Of course, the question naturally follows: on what grounds might the D.C. District Court find the waiver provision unconstitutional? Much of the reasoning behind Judge Curiel’s dismissal of the constitutional challenges was sound. The waiver provision does not appear to run afoul of the Presentment Clause, as it is thoroughly distinguishable from the line-item veto that the Supreme Court struck down in Clinton v. City of New York; the Secretary’s waivers neither alter the text of laws nor affect their application to the nation at large. And considering that the waiver provision is one of the laws that the Take Care Clause obligates the President to “faithfully execute,” it is similarly implausible that the waiver provision violates the Take Care Clause. The most plausible grounds for finding the waiver provision unconstitutional may lie in the long-dormant nondelegation doctrine, the Hail Mary of challenges to administrative action.

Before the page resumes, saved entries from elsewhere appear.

PR #37596, opened 2020-09-16
Allow hiding stderr during compilecache

IanButterworth:
Required for the error handling in https://github.com/JuliaLang/Pkg.jl/pull/2021

cc. @tkf

### DIFF
--- a/base/loading.jl
+++ b/base/loading.jl
@@ -1152,7 +1152,7 @@ end
 @assert precompile(include_package_for_output, (PkgId,String,Vector{String},Vector{String},Vector{String},typeof(_concrete_dependencies),Nothing))
 @assert precompile(include_package_for_output, (PkgId,String,Vector{String},Vector{String},Vector{String},typeof(_concrete_dependencies),String))
 
-function create_expr_cache(pkg::PkgId, input::String, output::String, concrete_deps::typeof(_concrete_dependencies))
+function create_expr_cache(pkg::PkgId, input::String, output::String, concrete_deps::typeof(_concrete_dependencies), show_errors::Bool = true)
     rm(output, force=true)   # Remove file if it exists
     depot_path = map(abspath, DEPOT_PATH)
     dl_load_path = map(abspath, DL_LOAD_PATH)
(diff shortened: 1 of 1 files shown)


tkf:
Context (just for record): Current implementation of `Pkg.precompile` as of https://github.com/JuliaLang/Pkg.jl/pull/2018 tries to call `Base.compilecache` for all packages in Manifest.toml file. This has a problem because some packages may only be required in some specific platform/environment and the package author advises the downstream packages to hide `using` behind, e.g., `if Sys.iswindows()` https://github.com/JuliaLang/Pkg.jl/pull/2018#discussion_r488853897. So, I suggested https://github.com/JuliaLang/Pkg.jl/pull/2018#discussion_r489029683 to ignore precompilation error from indirect dependencies (which is implemented in https://github.com/JuliaLang/Pkg.jl/pull/2021 by @ianshmean). Doing this in a user-friendly manner requires us to silence messages from the subprocesses.  Note that https://github.com/JuliaLang/Pkg.jl/pull/2021 does not ignore precompilation error from direct dependencies (which may be caused by precompilation of indirect dependencies). So, the errors relevant to the user will be correctly surfaced.

(It means that `Pkg.precompile` has quadratic time-complexity when an error happens. I think it's reasonable to optimize for the happy path for now given that doing this "correctly" is presumably much more challenging https://github.com/JuliaLang/Pkg.jl/pull/2018#discussion_r489029683. Also, we can still use `using TheProblematicPackage` to get precompilation error in linear time.)

base/loading.jl
```diff
@@ -1210,7 +1210,7 @@ end
 
 const MAX_NUM_PRECOMPILE_FILES = 10
 
-function compilecache(pkg::PkgId, path::String)
+function compilecache(pkg::PkgId, path::String, show_errors::Bool = true)
```
tkf, line 1213: I think it'd be better to comment that `show_errors` is an "internal" interface for `Pkg.precompile`. It's a bit unclear why we have this from just looking at the code in Base.

tkf:
@c42f I think you have opinions/thoughts on nested error message "handling" (in this case just ignoring). I think it's an OK implementation (though obviously not super elegant) but I wonder if you have some alternative ideas.

c42f:
I haven't followed the larger story very closely but this seems fine to me, for now. Other options would probably be a lot more complicated.

tkf:
> Other options would probably be a lot more complicated.

Yeah, that's my thought, too. Thanks for taking a look at it.

tkf (approved):
LGTM. I think it's pretty safe to merge but I guess I'll wait for a few days just in case someone (ping @vtjnash and @JeffBezanson) wants to take a look at it.

staticfloat (approved):
Looks good to me! Rebase and I say merge.

ianshmean:
@staticfloat Rebased. Is the aarch64 issue relevant? `LoadError: LoadError: "hard kill repl test"`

Because the Secretary’s determination of the waiver’s applicability is immune from review, it may not comply with the intelligible principle requirement espoused in Mistretta v. United States. While the statute’s delegation contains an intelligible principle, the preclusion of the Secretary’s determinations from judicial review prevents any entity from discerning whether the Secretary has complied with that principle. In practice, the absence of any assurance that the Secretary has complied with the statute’s intelligible principle is not meaningfully different from the absence of an intellible principle altogether. At this time, the Secretary could issue waivers for any law along any portion of the border so long as the waivers include conclusory assertions of necessity, notwithstanding facts unequivocally showing otherwise. Moreover, this unchecked authority could go beyond environmental protections—if the Secretary finds it “necessary to ensure expeditious border construction” to waive labor regulations and subject construction workers to egregious working conditions, that may be valid under the standing interpretation of the section 102(c) waiver provision so long as no constitutional rights are violated.

While the Supreme Court has not struck down a congressional delegation of authority since 1935, it has narrowly constrained statutes to avoid doing so. The D.C. District Court would likely be within the confines of existing case law to similarly constrain section 102(c) of the IIRIRA.